Maleficent: Mistress of Evil

Mit Maleficent legte Disney 2014 eines seiner bis dato mutigsten Remakes vor. Im Gegensatz zu Beauty and the Beast und dem zuletzt gestarteten The Lion King ging es nicht darum, eine altbekannte Geschichte in polierten Bildern geradezu unverändert auf die große Leinwand zurückzuholen. Stattdessen wartete die Dornröschen-Adaption mit einem spannenden Perspektivenwechsel auf: Plötzlich stand die dunkle Fee Maleficent im Vordergrund und entpuppte sich als tragische, missverstandene Figur. Fünf Jahre später schließt Disney mit Maleficent: Mistress of Evil an den Erfolg des Vorgängers an und versucht, noch mehr neue Blickwinkel auf das vertraute Märchen zu finden. Dabei verliert die aufwendige Fortsetzung jedoch zunehmend Fokus und tobt sich in einer leeren Kulisse aus.

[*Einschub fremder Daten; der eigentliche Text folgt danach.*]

PR #4613, opened 2024-10-09
build: add `rust-toolchain.toml`

arxanas:
Follow-up from discussion at https://discord.com/channels/968932220549103686/1288926971719323762

I don't think we achieved consensus in that thread. We could use `stable` or `nightly` here instead if we prefer. Note that user `rustup` overrides are still respected in the presence of a `rust-toolchain.toml`.

# Checklist

If applicable:

### DIFF
--- a/docs/contributing.md
+++ b/docs/contributing.md
@@ -133,9 +133,7 @@ recommended steps.
 One-time setup:
 
     rustup toolchain add nightly  # wanted for 'rustfmt'
-    cargo install cargo-insta
-    cargo install cargo-watch
-    cargo install cargo-nextest
+    cargo install cargo-insta cargo-watch cargo-nextest
 
 During development (adapt according to your preference):
 


yuja:
For reference, there's a previous attempt: https://github.com/martinvonz/jj/pull/1913

(I personally don't like `rust-toolchain.toml` because it forces `rustup` to install the specified toolchain if not exist.)

arxanas:
One reason in favor of `rust-toolchain.toml` (failed to mention it in the commit message) is that otherwise you might have to reconfigure the version of Rust to use for every new worktree.

Besides worktrees, I often use different machines, including ephemeral cloud machines that don't have my previous overrides configured. It's annoying to have to manually configure the Rust version every time I freshly check out the repository. I'm open to other solutions.

(Of course, if you specifically _do_ want to use the default Rust toolchain for every worktree, then this gets in the way of that. Maybe setting `stable` as the version helps to avoid forcing a download unnecessarily?)

ilyagr:
If we go with this, could you add an explanation somewhere of how to override it?

Is there a way to make `cargo fmt` to default to `+nightly`?

> It's annoying to have to manually configure the Rust version every time I freshly check out the repository. I'm open to other solutions.

I'd just do `cargo +nightly` (or stable, but you still need nightly for `cargo fmt`), `cargo +1.76`, `rustup default nightly`, or `rustup default 1.76`.

I wish there was a way to define a `+ci` version for the project in `rust-version.toml` instead of making it the default (so that people don't have to look up the 1.76). I'm guessing this is not possible?

arxanas:
> If we go with this, could you add an explanation somewhere of how to override it? Update: More generally, I think a few updates to contributing.md would have to go with it, e.g. https://martinvonz.github.io/jj/prerelease/contributing/#summary.

👍

Looking at the docs now, I think adding `rust-toolchain.toml` simplifies the general instructions slightly.

> I wish there was a way to define a +ci version for the project in rust-version.toml instead of making it the default (so that people don't have to look up the 1.76). I'm guessing this is not possible?

I think this would be ideal but I couldn't find a way to do it.

> I'd just do cargo +nightly (or stable, but you still need nightly for cargo fmt), cargo +1.76, rustup default nightly, or rustup default 1.76.

Hmm, but then I'd either download new nightly toolchains as they come out, or I'd have to update all invocations of Rust commands with the new version.
- [assessment: annoying] Having to update all the possible call-sites seems particularly annoying/difficult (as I'm sure I have many aliases, plus any IDE support needs to be updated).
- [assessment: less annoying] Downloading the new toolchain whenever it's released is maybe less bad, but I'd still prefer to download it only once when I start working on the project on a given machine.
  - [assessment: not a serious concern] If we wanted to support Codespaces/etc., it might be easier in practice to use a static Rust toolchain version to boostrap the image, rather than dynamically provision the image with nightly or defer the download to development-time.

ilyagr:
A couple of links to relevant issues. It doesn't look like either of them is going to be solved imminently, which is a shame, it would have helped a lot.

https://github.com/rust-lang/rustup/issues/3546#issuecomment-1931848506

https://github.com/rust-lang/rustup/issues/1484

arxanas:
Need to update docs

arxanas:
Now that I'm revisiting this PR, I'm still in favor of adding `rust-toolchain.toml` as per [my previous comment in the thread](https://github.com/martinvonz/jj/pull/4613#issuecomment-2402420853) (unlike https://github.com/martinvonz/jj/pull/1913 and https://github.com/martinvonz/jj/pull/4749, which have been closed for other reasons).

> @ilyagr: If we go with this, could you add an explanation somewhere of how to override it? Update: More generally, I think a few updates to contributing.md would have to go with it, e.g. https://martinvonz.github.io/jj/prerelease/contributing/#summary.

I updated the docs. It becomes simpler in the common case (no need to select a toolchain manually), and then I added a section detailing how to explicitly override it.

> @yuja: (I personally don't like rust-toolchain.toml because it forces rustup to install the specified toolchain if not exist.)

I think that's a valid concern, but I still much prefer the Bazel workflow where the build tool downloads everything (and it's annoying), but then everything works much more reliably after that. You can still do `rustup override set` if you want to use your local version. (I added this to the docs, as per above.)

Besides my previous personal reasoning, I think it's also likely that some drive-by contributors won't even read `contributing.md`, but simply clone and start running `cargo` commands, so it's nice to guide them into most reliable configuration by default.

docs/contributing.md
```diff
@@ -133,24 +133,23 @@ recommended steps.
...
-    cargo install cargo-watch
-    cargo install cargo-nextest
+    cargo install cargo-insta cargo-watch cargo-nextest
 
 During development (adapt according to your preference):
 
     cargo watch --ignore '.jj/**' -s \
       'cargo clippy --workspace --all-targets \
-       && cargo +1.76 check --workspace --all-targets'
+       && cargo check --workspace --all-targets'
```
arxanas, line 142: comment (non-blocking): It occurs to me that the old instructions here were probably wrong or suboptimal since `cargo clippy` and `cargo check` were potentially running with different compiler versions, so they might not have reused the same build artifacts, or you could be getting too-old or too-new `clippy` diagnostics.

senekor:
I'm not against this per se, I opened [one of the other PRs](https://github.com/martinvonz/jj/pull/4749) to add this but closed it again. I guess what's missing here for me is the justification why the MSRV is the preferrable default for development. As stated in [this comment](https://github.com/martinvonz/jj/pull/1913#issuecomment-2037636332), it's not necessary to run an outdated toolchain to catch MSRV violations earlier than CI.

The one additional argument I can see in this thread is:

> that otherwise you might have to reconfigure the version of Rust to use for every new worktree.

Which is true, but it's still missing an initial motivation for why MSRV should be the preferred default in the first place.

senekor:
> I think it's valuable to have "deterministic" builds. [...] Is this an ideal you share?

Not really, but this is a reason I can accept.

Deterministic builds are nice when shipping to users, but the idealist in me would prefer to solve the problems you describe at their root. The Rust compiler is supposed to be backwards compatible. Your build is not supposed to fail when you upgrade to a new stable release. (Sometimes new versions reject unsound programs that were previously accepted erroneously, that's actually a situation where you _want_ your build to fail.) If libraries are causing the issue, it can be nice to report these issues upstream. I realize that it's not _our_ main goal to contribute to our libraries, but I personally think it's a matter of courtesy in the open source community. And anyway, if one of our libraries doesn't have its engineering practices under control, wouldn't we _want_ to know about it and maybe try to improve that?

I'm always a little saddened by blunt force solutions to hard engineering problems.
- security -> put everyhing behind a VPN
- messy dev environment or not platform agnostic -> stuff everything in container
- flaky builds -> pin versions of everything

But those are just my "feelings". I'm fine with this change.

rust-toolchain.toml
```diff
@@ -0,0 +1,3 @@
+[toolchain]
+channel = "1.76"
+profile = "default"
```
senekor, line 3:
```suggestion
[toolchain]
channel = "1.76"
profile = "default"
components = ["rust-analyzer"]
```

Otherwise LSP will be broken for people who use rust-analyzer provided by rustup.

arxanas:
> I realize that it's not our main goal to contribute to our libraries, but I personally think it's a matter of courtesy in the open source community. And anyway, if one of our libraries doesn't have its engineering practices under control, wouldn't we want to know about it and maybe try to improve that?

[additional context, not a specific argument] One common situation is not even a "problem" or "mistake" situation, but rather the upstream library has deliberately started using features from a later MSRV than ours (either directly or transitively), and we need to be careful to stay at an older version until we can upgrade our own MSRV.
- IIUC, the `cargo` dependency resolver doesn't yet take into account dependency MSRV. Hopefully, once that's implemented, it'll significantly alleviate this category of problem. But, in the meantime, I would definitely like to avoid the above situation.
- It's incredibly frustrating to have to rework the resolved dependencies later (oftentimes by hand), so surfacing that kind of error as early as possible in the development cycle can save a lot of time.
- In the worst case, I'll have started using and building on top of a critical feature from a dependency that's not available in the most recent MSRV-compatible version of the library.

rust-toolchain.toml
arxanas: Added it, thanks for letting me know. I'm assuming that this results in unnecessary downloads for people who use `rust-analyzer` from other sources (I think my VS Code extension provisions it itself?), but that's still in line with the trade-off I'm trying to make in this PR.

yuja:
Just to be clear, I don't like `rust-toolchain.toml` (because it forces me to install random toolchains without consent), but I'm not against adding it if that's a common practice.

BTW, does it help if we add `rust-toolchain.toml.recommended` (which the user can add symlink at their option)?

rust-toolchain.toml
```diff
@@ -0,0 +1,4 @@
...
+components = ["rust-analyzer"]
```
ilyagr, line 4: Is it possible to make "nightly" the default toolchain for `rustfmt`/`cargo fmt`?

ilyagr: Looking at https://github.com/rust-lang/rustup/issues/3546#issuecomment-1931848506 again (I already linked to it in https://github.com/martinvonz/jj/pull/4613#issuecomment-2405901050), probably not :(

ilyagr:
Another option that I would mildly prefer would be to bump our MSRV to at least 1.78 and try enabling the lint from https://github.com/martinvonz/jj/pull/1913#issuecomment-2037636332 first.

I'm having a hard time telling what's good for other people here. I personally would prefer if the rust ecosystem provided [a better solution to this](https://github.com/martinvonz/jj/pull/4613#issuecomment-2405901050), the current capabilities of `rust-toolchain.toml` are not a great fit for my workflow. For me, this swaps one set of inconveniences for another set. But perhaps it would help new people or most people. I don't think any of my inconveniences are bad enough to be blocking.

rust-toolchain.toml
senekor: One thing we could do is add editor configuration to the repo which overrides the formatting command. That would be a bunch more files though and I assume some people won't like it.

senekor:
> BTW, does it help if we add rust-toolchain.toml.recommended (which the user can add symlink at their option)?

I don't think that solves the issue with workspaces. The symlink would have to be added manually to each.

A bit of a tangent: Where do people put their workspaces, usually? I have my repo organization scheme `~/repos/$host/$owner/$repo/` and I dont know how workspaces fit into that. I've recently considered something like `.jj_workspaces/` right in the repo and put that in my global gitconfig. That would actually work with rustup directory overrides, right? If you override the toolchain for a repo once, the workspaces should pick it up as well, since they are in a subdirectory.

Second tangent: Why do we have an MSRV in the first place? I don't remember the reason being documented anywhere. Are there known downstream users who rely on this? I'm asking because it seems to add a bunch more friction than I would've imagined.

arxanas:
> A bit of a tangent: Where do people put their workspaces, usually? I have my repo organization scheme ~/repos/$host/$owner/$repo/ and I dont know how workspaces fit into that. I've recently considered something like .jj_workspaces/ right in the repo and put that in my global gitconfig. That would actually work with rustup directory overrides, right? If you override the toolchain for a repo once, the workspaces should pick it up as well, since they are in a subdirectory.

I usually put new worktrees in the same directory (so everything ends up going into `~/Workspace` for me, including worktrees for unrelated proejcts). But I could probably modify my workflow to put all the project worktrees into a project-specific directory. (I didn't know/realize that you could `rustup override` for arbitrary directories that don't have a Rust project/`Cargo.toml` in them.)

> Second tangent: Why do we have an MSRV in the first place? I don't remember the reason being documented anywhere. Are there known downstream users who rely on this? I'm asking because it seems to add a bunch more friction than I would've imagined.

I believe it's primarily to support package maintainers, because they're limited to using the `rustc` version that's part of their distribution, so it's a problem when newer versions of jj can't be built by the older `rustc` in their distribution. I don't know if we have actually enumerated the package maintainers/distributions we want to support (which would also determine when we can upgrade the MSRV).

yuja:
> "$HOME" = "stable-x86_64-unknown-linux-gnu"

I wouldn't want to ignore toolchain settings for peculiar environments (e.g. cortex-m4a), but yeah, it's good to know.

>  if we add rust-toolchain.toml.recommended (which the user can add symlink at their option)?

FWIW, what I meant here is that user can do `ln -s rust-toolchain.toml.recommended rust-toolchain.toml` in jj repo to opt in to the toolchain configuration (just like we have .envrc.recommended.)

arxanas:
> Just to be clear, I don't like rust-toolchain.toml (because it forces me to install random toolchains without consent), but I'm not against adding it if that's a common practice.

Re common practice, from the [top 30 Rust GitHub repositories ordered by stars](https://github.com/search?q=language%3Arust++stars%3A%3E1000+&type=repositories&s=stars&o=desc) (arbitrary sample size), it looks like 14 of them have a `rust-toolchain.toml` file:

- https://github.com/denoland/deno
- https://github.com/FuelLabs/fuel-core
- https://github.com/zed-industries/zed
- https://github.com/meilisearch/meilisearch
- https://github.com/dani-garcia/vaultwarden
- https://github.com/lapce/lapce
- https://github.com/helix-editor/helix
- https://github.com/astral-sh/ruff
- https://github.com/nushell/nushell
- https://github.com/swc-project/swc
- https://github.com/pola-rs/polars
- https://github.com/astral-sh/uv
- https://github.com/influxdata/influxdb
- https://github.com/servo/servo

rust-toolchain.toml
arxanas: I'm not personally opposed to adding per-editor configuration to the repo, but I'll leave it as a potential follow-up.

arxanas:
For future readers: This was reverted in https://github.com/jj-vcs/jj/pull/5090 due to causing an issue with building musl binaries in the release (don't know why).

ilyagr:
MSRV-aware Cargo is available starting with Rust 1.84: <https://doc.rust-lang.org/edition-guide/rust-2024/cargo-resolver.html> (it does not strictly require using the 2024 edition, but is implied by using the 2024 edition). Hopefully, we'll move to that in a few months.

Als Ausgangspunkt der turbulenten Ereignisse im Märchenland dient dieses Mal ein Heiratsantrag. Prinz Phillip (Harris Dickinson) hält die zur Königin der Moore gekrönte Aurora (Elle Fanning) um ihre Hand an – und zieht damit Maleficents Unmut auf sich. Nur sehr widerwillig gibt diese der jungen Liebe eine Chance, immerhin geht es hier neben dem Glück ihres Patenkinds auch um den Frieden mit dem benachbarten Königreich. Zügig präsentiert Maleficent: Mistress of Evil somit einen Ausblick auf all die Konflikte, die folgen werden. Nicht nur geht es wider darum, das zugrundeliegende Märchen zu hinterfragen, sondern ebenfalls die politischen Dimensionen auszuloten. Gleichzeitig hält sich der Film mit zu vielen Erklärungen auf, sodass sich die fantastisch Welt kaum entfalten kann.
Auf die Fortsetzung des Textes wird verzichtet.